1829. Hist. Gen. Icon. Lepid. Chen. l'Amer. Sept. 1(5): 45-46; pi. 17, figs. 1-3. Type locality New York and Connecticut. Both sexes described and figured.

The type locality makes this name biologically unambiguous, as there is only one member of this species-group in the eastern United States. Pieris protodice is distributed over most of the U.S. generally below 2000 m but reaching 3000 m in New Mexico and Arizona. It is absent from the Pacific Northwest, north of the Central Valley of California, and from the northeastern states north of southwestern and southeastern Pennsylvania except along the immediate coast, north rarely to Massachusetts. It occurs in southern Ontario, at least sporadically. Its northern and upslope borders are extremely unstable; in cold-winter areas it is generally dependent on immigration and although it may breed, it overwinters only exceptionally. It is reported southward to southern Baja California, and on the mainland to Guatemala (Hovanitz, 1962), but is rare or absent in subtropical Florida although it has been collected on Cuba. It is striking that Boisduval recorded this species, along with Colias eunjtheme ("edusa"), so far north so early. We will probably never know whether they occurred naturally or had already been introduced from further south.

Pieris protodice is always associated with sunny, warm, and dry environments.

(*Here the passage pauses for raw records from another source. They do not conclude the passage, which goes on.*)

PR #6045, opened 2025-11-17
feat: move react-start to tanstack-start

Bekacru:
## Summary by cubic
Fix the TanStack setCookie import by switching to "@tanstack/react-start/server" in packages/better-auth/src/integrations/tanstack-start.ts. Prevents runtime errors and ensures Set-Cookie headers are applied.

- **Bug Fixes**
  - Cast the SQLite DB to SqliteDatabase in the Kysely adapter to avoid type issues.

- **Dependencies**
  - Expose "./tanstack-start" (replacing "./react-start"), rename the plugin to tanstackStartCookies, add "@tanstack/react-start-server", and update docs to use "@tanstack/start/react-router" with "better-auth/tanstack-start".

<sup>Written for commit e36ba536e4d3beb6ca5208ff37dbaa999732382a. Summary will update automatically on new commits.</sup>

### DIFF
--- a/pnpm-lock.yaml
+++ b/pnpm-lock.yaml
@@ -5384,11 +5384,8 @@ packages:
     cpu: [x64]
     os: [win32]
 
-  '@rolldown/pluginutils@1.0.0-beta.45':
-    resolution: {integrity: sha512-Le9ulGCrD8ggInzWw/k2J8QcbPz7eGIOWqfJ2L+1R0Opm7n6J37s2hiDWlh6LJN0Lk9L5sUzMvRHKW7UxBZsQA==}
-
-  '@rolldown/pluginutils@1.0.0-beta.46':
-    resolution: {integrity: sha512-xMNwJo/pHkEP/mhNVnW+zUiJDle6/hxrwO0mfSJuEVRbBfgrJFuUSRoZx/nYUw5pCjrysl9OkNXCkAdih8GCnA==}
+  '@rolldown/pluginutils@1.0.0-beta.50':
+    resolution: {integrity: sha512-5e76wQiQVeL1ICOZVUg4LSOVYg9jyhGCin+icYozhsUzM+fHE7kddi1bdiE0jwVqTfkjba3jUFbEkoC9WkdvyA==}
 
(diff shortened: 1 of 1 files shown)


packages/better-auth/package.json
```diff
@@ -493,6 +493,7 @@
     "@prisma/client": "^5.22.0",
     "@sveltejs/kit": "^2.37.1",
     "@tanstack/react-start": "^1.131.3",
+    "@tanstack/start": "^1.120.20",
```
himself65: Should we add this to peer? I think we missed many peer deps in the package.json

Bekacru: yeah but optional right?

Bekacru: also we should probably remove react-start

himself65: see https://github.com/better-auth/better-auth/blob/9571c96e409939cf332e4a395c2325f586ca9156/packages/expo/package.json#L71-L81

Bekacru: yeah yeah

himself65 (approved):

packages/better-auth/src/integrations/tanstack-start.ts
```diff
@@ -20,7 +20,7 @@ export const reactStartCookies = () => {
 							const setCookies = returned?.get("set-cookie");
 							if (!setCookies) return;
 							const parsed = parseSetCookieHeader(setCookies);
-							const { setCookie } = await import("@tanstack/start-server-core");
+							const { setCookie } = await import("@tanstack/start/server");
```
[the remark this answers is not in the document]
austinm911: the import should be "@tanstack/react-start/server"

https://github.com/TanStack/router/blob/main/packages/react-start/src/server.tsx

andybarron:
hi! original issue reporter here. ([discord link](https://discord.com/channels/1288403910284935179/1439906110252253314))

unfortunately, i couldn't test this PR locally (pnpm git+monorepo issue). but i confirmed via `pnpm patch` that updating the import from `@tanstack/start-server-core` -> `@tanstack/react-start/server` fixes the vite crash i was getting before :+1:

PR #6048, opened 2025-11-17
fix: support `WantAuthnRequestsSigned="true"` for sso SAML SPs

jzylks:
The `sso` package cannot currently authenticate with a SAML IDP that requires signed authentication requests. There are a couple problems:

- If the SP metadata includes `AuthnRequestsSigned="true"`, samlify will throw an error when constructing the ServiceProvider object because the private key (and optional private key password) are not included in the samlConfig object. Only the metadata and `allowCreate` are currently set.
- After adding the private key for signing, the request to the IDP cannot be validated because the `RelayState` is added to the URL after the request has been signed.

This adds the private key and private key password to the constructor for the samlify ServiceProvider object so that it is able to sign the request, and moves the relayState to that same constructor so that it is included in the signature.

---
## Summary by cubic
Adds support for SAML IDPs that require signed Authn requests (WantAuthnRequestsSigned="true"). Authn requests are now signed by the SP and include RelayState in the signature so IDP validation succeeds.

- **Bug Fixes**
  - Pass privateKey and privateKeyPass from spMetadata to the samlify ServiceProvider.
  - Set relayState in the ServiceProvider constructor and stop appending RelayState after signing.
  - Added tests covering IDPs that require signed Authn requests.

<sup>Written for commit 735f5fd7009da949689fd19c929a2f9cf9bb7bf6. Summary will update automatically on new commits.</sup>

### DIFF
--- a/packages/sso/src/routes/sso.ts
+++ b/packages/sso/src/routes/sso.ts
@@ -984,6 +984,9 @@ export const signInSSO = (options?: SSOOptions) => {
 				}
 				const sp = saml.ServiceProvider({
 					metadata: parsedSamlConfig.spMetadata.metadata,
+					privateKey: parsedSamlConfig.spMetadata.privateKey,
+					privateKeyPass: parsedSamlConfig.spMetadata.privateKeyPass,
+					relayState: body.callbackURL,
 					allowCreate: true,
 				});
 
@@ -1004,9 +1007,7 @@ export const signInSSO = (options?: SSOOptions) => {
 					});
 				}
 				return ctx.json({
-					url: `${loginRequest.context}&RelayState=${encodeURIComponent(
-						body.callbackURL,
-					)}`,
+					url: loginRequest.context,
 					redirect: true,
 				});
 			}
--- a/packages/sso/src/routes/sso.ts
+++ b/packages/sso/src/routes/sso.ts
@@ -984,16 +984,16 @@ export const signInSSO = (options?: SSOOptions) => {
 				}
 				const sp = parsedSamlConfig.spMetadata.metadata
 					? saml.ServiceProvider({
-						metadata: parsedSamlConfig.spMetadata.metadata,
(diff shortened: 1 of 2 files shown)


Bekacru (dismissed):

packages/sso/src/routes/sso.ts
```diff
@@ -968,10 +968,18 @@ export const signInSSO = (options?: SSOOptions) => {
...
-				});
+				const sp = parsedSamlConfig.spMetadata.metadata
+					? saml.ServiceProvider({
+						metadata: parsedSamlConfig.spMetadata.metadata,
+						privateKey: parsedSamlConfig.spMetadata.privateKey,
+						privateKeyPass: parsedSamlConfig.spMetadata.privateKeyPass,
+						relayState: body.callbackURL,
+						allowCreate: true,
+					})
+					: saml.ServiceProvider({
```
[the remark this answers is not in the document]
jzylks: Does it ever make sense to call `saml.ServiceProvider` without metadata? Before my update, the metadata was always included. I think maybe that suggestion from Copilot wasn't necessary and [61e61f4](https://github.com/better-auth/better-auth/pull/6048/commits/61e61f43639aa47be6165b9a25ceb728ef4010d5) should be reverted.

packages/sso/src/saml.test.ts
```diff
@@ -585,6 +691,89 @@ describe("SAML SSO with defaultSSO array", async () => {
 	});
 });
 
+describe("SAML SSO with defaultSSO array and IDP requires signed Authn requests", async () => {
+	const data = {
```
himself65, line 695: why don't we use test utils here?

jzylks: I just copied the tests from above and changed out the metadata. I don't have any objection to changing the tests if there's a better or more preferred way to write them.

himself65: I see. I'm gonna update test case later

PR #6056, opened 2025-11-18
feat: support custom id field names

### LINKED ISSUE #5807: Map custom id field names

It's our best practice to use ids such as tableNameId instead of just id.

Better auth allows for renaming all fields except the id fields.

We hack around this by having duplicated drizzle schema definitions just to satisfy better auth.

```ts
  user: {
    fields: {
      id: text("user_id")
    }
  }
});
```

If we could map id field also like this.

Right now we include a seperately defined db schema

like so:
```ts
export const baseSchema = {
  user: sqliteTable("user", {
    id: text("user_id")
      .primaryKey()
      .$defaultFn(() => `u-${ulid()}`),
    name: text("name").notNull(),
    email: text("email").notNull().unique(),
    emailVerified: integer("email_verified", { mode: "boolean" }).notNull(),
    image: text("image"),
    role: text("role").default("user"),
    banned: integer("banned", { mode: "boolean" }).default(false),
    banReason: text("ban_reason"),
    banExpires: integer("ban_expires", { mode: "timestamp" }),
    createdAt: integer("created_at", { mode: "timestamp" }).notNull(),
    updatedAt: integer("updated_at", { mode: "timestamp" }).notNull(),
  }),
```

that is only used for the better auth config. So essentially we have duplicate schema definitions for better auth related tables.

### Additional context

_No response_

Ridhim-RR:
Closes #5807
### Summary
Adds support for configuring custom database column names for primary ID fields (e.g., user_id) while preserving that mapping at runtime. This ensures that generated IDs are correctly inserted into the configured columns, while callers still use the canonical id field.

### Changes

- Updated types and options in init-options.ts to support custom ID field names.
- Added ID entries to the runtime schema generated by getAuthTables for user, session, and account schemas.
- Modified Adapter Factory to preserve fieldName when injecting generated ID attributes, ensuring transformInput inserts generated IDs into the configured DB column.
- Extended Zod schemas to include ID fields in userSchema, accountSchema, and sessionSchema.

**Note**:  Support for custom Id columns is currently implemented only  for the user, session and account tables.

---
## Summary by cubic
Adds support for custom database column names for primary ID fields on user, session, and account tables. Generated IDs are written to the mapped columns, while callers continue to use the canonical id field.

- **New Features**
  - Configure custom ID columns via options.user/session/account.fields.id.
  - Runtime schema includes id.fieldName and the adapter writes generated IDs to that column.
  - Added id to user, session, and account Zod schemas; tests verify mapping and adapter behavior.

- **Migration**
  - If you use non-standard ID columns, set fields.id in your user/session/account options. No changes needed otherwise.

<sup>Written for commit 12b720acb5a5faf052b8fde8428dbf5d112851d1. Summary will update automatically on new commits.</sup>

### DIFF
--- a/packages/better-auth/src/adapters/adapter-factory/adapter-factory.id-field.test.ts
+++ b/packages/better-auth/src/adapters/adapter-factory/adapter-factory.id-field.test.ts
@@ -1,86 +1,93 @@
 // packages/better-auth/src/adapters/adapter-factory/adapter-factory.id-field.test.ts
-import { describe, it, expect } from "vitest";
+import { describe, expect, it } from "vitest";
 import { getAuthTables } from "../../db/get-tables";
+import { createAdapterFactory } from ".";
+import { initGetDefaultFieldName } from "./get-default-field-name";
 import { initGetDefaultModelName } from "./get-default-model-name";
 import { initGetFieldName } from "./get-field-name";
-import { initGetDefaultFieldName } from "./get-default-field-name";
-import { createAdapterFactory } from ".";
 
 describe("custom id field mapping", () => {
-  it("getAuthTables should include fields.id.fieldName from options", () => {
-    const options = {
-      user: { fields: { id: "userId" } },
-      session: { fields: { id: "sessionId" } },
-      account: { fields: { id: "accountId" } },
-    } as any;
-    const schema = getAuthTables(options);
-    expect(schema?.user?.fields.id?.fieldName).toBe("userId");
-    expect(schema?.session?.fields.id?.fieldName).toBe("sessionId");
-    expect(schema?.account?.fields.id?.fieldName).toBe("accountId");
-  });
+	it("getAuthTables should include fields.id.fieldName from options", () => {
+		const options = {
+			user: { fields: { id: "userId" } },
+			session: { fields: { id: "sessionId" } },
+			account: { fields: { id: "accountId" } },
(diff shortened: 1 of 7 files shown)


himself65 (commented):
/cc @Bekacru @ping-maxwell

himself65 (changes requested):
This is a breaking change, and we may need to modify more under-the-hood code beyond this PR.

ping-maxwell (changes requested):
In Mysql we do not always have a way to return data of what was inserted into the DB as mysql does not return such data (unlike other DBs).

Because of this, in adapters like Drizzle (and possibily others) there is logic to take the `id` from what was used to insert and try to fetch the row and use that as the response, just make sure that this PR also updates such case if the `id` is changed to a different field name to use the right field while fetching.

Ridhim-RR:
> In Mysql we do not always have a way to return data of what was inserted into the DB as mysql does not return such data (unlike other DBs).
> 
> Because of this, in adapters like Drizzle (and possibily others) there is logic to take the `id` from what was used to insert and try to fetch the row and use that as the response, just make sure that this PR also updates such case if the `id` is changed to a different field name to use the right field while fetching.

ok, ,Let me look in this as its been a month since I have raised this pr , will analyse the whole flow again and then share the flow to implement this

It is a "weedy," "colonizing," or "fugitive" species commonly found in highly disturbed, early-successional habitats, especially on sandy soils—often by roadsides, along railroad rights-of-way, or in urban vacant lots. In the west it often occurs in the dry washes and around corrals. In the northeast it is frequent on beaches. In most of its range its preferred hosts are the annual or winter-annual cruciferous weeds Lepidium virginicum L. and L. densiflorum Schrad. In California at low elevations it breeds extensively on Brassica geniculata (Desf.) Ball where no summer Lepidium spp. grow, and on the southwestern and Great Basin deserts on native Lepidium spp. and Physaria spp. and on Sisymbrium altissimum L. It rarely breeds on Brassica nigra (L.) Koch (a misdetermination by Hovanitz, 1962) but is capable of accepting a great variety of crucifers in captivity.

Pieris protodice is not known to be a permanent resident anywhere where the breeding season is too short for multiple broods. It has four to six broods in central California and about four at New York and Philadelphia. It is always much commoner and more widespread in late summer and autumn than earlier in the season. Winter is spent as a pupa in diapause under photoperiodic control.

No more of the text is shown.